How to test a collection of samples are sampled with replacement or not?

210 Views Asked by At

A box is full of balls with $m$ different colors, and for each color, there are $n$ balls. So the total number of balls is $m*n$. Note that $m$ is unknown, $n$ is already known, and balls can only be distinguished by the color.

Now, if one draws $N$ samples from the box with replacement or without replacement, how can I know whether the sample is drawn with replacement or not? any hypothesis test to tackle it?

Thanks!


To make the question clearer:

What I am concerned is that how to measure the degree that the current samples are drawn with replacement. It might be a function $f$, which takes the samples $\{x\}$, $m$, and $n$ as inputs. If $f(\{x\}, n, m) = 1$, then the sampling process is sampling with replacement; If $f(\{x\}, n, m) = 0$ , then the sampling process is sampling without replacement. Other values between 0 and 1 describe the likelihood that the sampling process is with replacement.

1

There are 1 best solutions below

2
On BEST ANSWER

You can compute the expected distribution of colors in the two cases. Intuitively, the distribution will be more even if the draws are without replacement, because if one color has many balls drawn at one point it will tend to have fewer drawn afterwards. If you have only a few draws you won't be able to tell the difference. If you have lots of draws you can be confident that you know $m$-it is the number of different colors you have seen.

To be formal about it, you have lots of hypotheses available-if you have seen $k$ different colors so far you can assume there are $k, k+1, k+2, \dots$ colors and with/without replacement. You can compute the chance of your observed draw based on each of these hypotheses. If you have enough draws, one will stand out. I suspect that will only happen when you have enough draws to believe you have seen all the colors, probably when the minimum number of any one color is three (maybe two). Even so, if $n$ is large it will be hard to tell whether there is replacement until you have a reasonable fraction of $n$ of each color.

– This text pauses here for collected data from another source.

PR #16, opened 2015-01-25
Configure PWM ClockFrequency (fix towards V2.7.7 release)

brentpicasso:
turns out that the V2 firmware had no way of changing the PWM clock frequency. reported by customer. Default PWM clock frequency is 20KHz.

Fixed so PWM clock frequency can be updated via Lua Script. Later, clock frequency setting will be configurable via PWM configuration screen in app. 

Some code cleanup in areas that were touched.

Bench tested on MK1 and MK2

### DIFF
--- a/include/logger/loggerConfig.h
+++ b/include/logger/loggerConfig.h
@@ -260,9 +260,9 @@ typedef struct _PWMConfig{
 } PWMConfig;
 
 /// PWM frequency in Hz.
-#define MAX_PWM_CLOCK_FREQUENCY             200000
-#define MIN_PWM_CLOCK_FREQUENCY	 	10
-#define DEFAULT_PWM_CLOCK_FREQUENCY			10000
+#define MAX_PWM_CLOCK_FREQUENCY             65000
+#define MIN_PWM_CLOCK_FREQUENCY	 			10
+#define DEFAULT_PWM_CLOCK_FREQUENCY			20000
 
 /// Maximum duty cycle value.
 #define MAX_PWM_DUTY_CYCLE              	100
@@ -527,7 +527,7 @@ char filterPwmLoggingMode(int config);
 unsigned short filterPwmDutyCycle(int dutyCycle);
 unsigned short filterPwmPeriod(int period);
 int filterImuRawValue(int accelRawValue);
-int filterPwmClockFrequency(int frequency);
+uint16_t filterPwmClockFrequency(uint16_t frequency);
 char filterTimerMode(int config);
 unsigned char filterPulsePerRevolution(unsigned char pulsePerRev);
 unsigned short filterTimerDivider(unsigned short divider);
--- a/src/logger/luaLoggerBinding.c
+++ b/src/logger/luaLoggerBinding.c
@@ -128,7 +128,11 @@ int Lua_GetAtSplit(lua_State *L){
 
 int Lua_SetPWMClockFrequency(lua_State *L){
 	if (lua_gettop(L) >= 1){
-		getWorkingLoggerConfig()->PWMClockFrequency = filterPwmClockFrequency(lua_tointeger(L,1));
+		LoggerConfig *loggerConfig = getWorkingLoggerConfig();
+
+		uint16_t clock_frequency = filterPwmClockFrequency(lua_tointeger(L,1));
+		loggerConfig->PWMClockFrequency = clock_frequency;
+		PWM_set_clock_frequency(clock_frequency);
 	}
 	return 0;
 }
--- a/stm32_base/hal/PWM_stm32/PWM_device_stm32.c
+++ b/stm32_base/hal/PWM_stm32/PWM_device_stm32.c
@@ -155,7 +155,8 @@ unsigned short PWM_device_channel_get_period(unsigned int channel){
 }
 
 void PWM_device_set_duty_cycle(unsigned int channel, unsigned short duty){
-	uint32_t CCR_period = (g_currentClockPeriod * 100) / (1000/duty) / 10;
+	duty = duty > MAX_DUTY_CYCLE ? MAX_DUTY_CYCLE : duty;
+	uint32_t CCR_period = (g_currentClockPeriod * 100) / (1000 / duty) / 10;
 	switch(channel){
 		case 0:
 			TIM4->CCR4 = CCR_period;
--- a/stm32_base/hal/PWM_stm32/PWM_device_stm32.c
+++ b/stm32_base/hal/PWM_stm32/PWM_device_stm32.c
@@ -83,8 +83,8 @@ int PWM_device_init(){
 
 void PWM_device_set_clock_frequency(uint16_t clockFrequency){
 
-	uint32_t period = (1000 * ((CLOCK_FREQUENCY_PERIOD_SCALING * 10000)/clockFrequency)) / 10000;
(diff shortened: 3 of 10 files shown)


include/logger/loggerConfig.h
```diff
@@ -260,9 +260,9 @@ typedef struct _PWMConfig{
 } PWMConfig;
 
 /// PWM frequency in Hz.
-#define MAX_PWM_CLOCK_FREQUENCY             200000
-#define MIN_PWM_CLOCK_FREQUENCY	 	10
-#define DEFAULT_PWM_CLOCK_FREQUENCY			10000
+#define MAX_PWM_CLOCK_FREQUENCY             65000
```
stieg: https://www.kernel.org/doc/Documentation/CodingStyle : Chapter 12

Please make it one space between the end of the definition and the value

```#define MAX_PWM_CLOCK_FREQUENCY 65000```

File: include/logger/loggerConfig.h [hunk 2]
```diff
@@ -527,7 +527,7 @@ char filterPwmLoggingMode(int config);
 unsigned short filterPwmDutyCycle(int dutyCycle);
 unsigned short filterPwmPeriod(int period);
 int filterImuRawValue(int accelRawValue);
-int filterPwmClockFrequency(int frequency);
+uint16_t filterPwmClockFrequency(uint16_t frequency);
```
stieg: :+1:

src/logger/luaLoggerBinding.c
```diff
@@ -128,7 +128,11 @@ int Lua_GetAtSplit(lua_State *L){
 
 int Lua_SetPWMClockFrequency(lua_State *L){
 	if (lua_gettop(L) >= 1){
-		getWorkingLoggerConfig()->PWMClockFrequency = filterPwmClockFrequency(lua_tointeger(L,1));
+		LoggerConfig *loggerConfig = getWorkingLoggerConfig();
+
+		uint16_t clock_frequency = filterPwmClockFrequency(lua_tointeger(L,1));
+		loggerConfig->PWMClockFrequency = clock_frequency;
+		PWM_set_clock_frequency(clock_frequency);
```
stieg: Should the `PWM_set_clock_frequency` method also handle updating the LoggerConfig too?  Seems like it would be better bundled that way unless there are cases where you would want to change one but not the other.

stm32_base/hal/PWM_stm32/PWM_device_stm32.c
```diff
@@ -10,7 +10,11 @@
 #define MAX_DUTY_CYCLE 100
 #define PWM_CHANNEL_COUNT 4
 
-#define DEFAULT_PERIOD 1000
+#define CLOCK_FREQUENCY_PRESCALER_SCALING 42000000
+
+//magic number 20970 = trimmmed value.
+//adjust to calibrate further (if using a more accurate scope)
+#define CLOCK_FREQUENCY_PERIOD_SCALING 20970
```
stieg: :100: That is the correct way per our standard.

include/logger/loggerConfig.h
Jeff-Ciesielski: I noticed a lot of non-kernel style violations as well, but ignored them for the moment.  Is better to go through and address style issues at once rather than ad-hoc to avoid inconsistency IMO.

stm32_base/hal/PWM_stm32/PWM_device_stm32.c
```diff
@@ -37,6 +41,8 @@ static gpio analogCtrlGpios[] = {
 	{ RCC_AHB1Periph_GPIOE, GPIOE, GPIO_Pin_1}
 };
 
+static uint16_t g_currentClockPeriod = 0;
```
stieg: the `= 0` is not needed here as that is the default value of static variables as defined per BSS rules on ELF files.  The = 0 makes the firmware larger for no good reason (albeit a very small size increase).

Added in response to comment: That is exactly what I was trying to answer. Suppose you draw $30$ balls and find $10$ different colors. You can frame a number of hypotheses:

  1. 10 colors, draw with replacement
  2. 10 colors, draw without replacement
  3. 11 colors, draw with replacement
  4. 11 colors, draw without replacement
  5. and so on

You can compute the chance of your observed draw under each of these. If you have a few of each color you have seen, the chance that you have missed a color entirely is low, so you won't need to go down the list very far. Number 1 will be more probable than number 2 if the distribution among the colors is rather uneven. Number 2 will be favored if the distribution is even.